BEGIN Task material

PR #3036, opened 2022-09-19
fix(ui): minor fixes

### LINKED ISSUE #3025: Filter button / Hide already existing
### Description

It would be very nice when searching for movies of an actor to have an option not to show the movies that are already there. As it is now you possibly do not see a movie/series without the green hook icon, which is easily to overlook with the design.

image

### Desired Behavior

Add a button or something similiar to hide the already downloaded movies/series.

### Additional Context

_No response_

### Code of Conduct

danshilm:
#### Description

- Hide available media when the setting "Hide Available Media" is enabled on the `person` page
- Fixed a copy-paste error for the label for the new image cache setting
- Fixed bug that would show tooltips on the `collection` page (that badge doesn't open anything when clicked nor would the tooltip have any description)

END Task material

• [The task] Copy the records exactly.

• [Reply]
PR #3036, opened 2022-09-19
fix(ui): minor fixes

### LINKED ISSUE #3025: Filter button / Hide already existing
### Description

It would be very nice when searching for movies of an actor to have an option not to show the movies that are already there. As it is now you possibly do not see a movie/series without the green hook icon, which is easily to overlook with the design.

image

### Desired Behavior

Add a button or something similiar to hide the already downloaded movies/series.

### Additional Context

_No response_

### Code of Conduct

danshilm:
#### Description

- Hide available media when the setting "Hide Available Media" is enabled on the `person` page
- Fixed a copy-paste error for the label for the new image cache setting
- Fixed bug that would show tooltips on the `collection` page (that badge doesn't open anything when clicked nor would the tooltip have any description)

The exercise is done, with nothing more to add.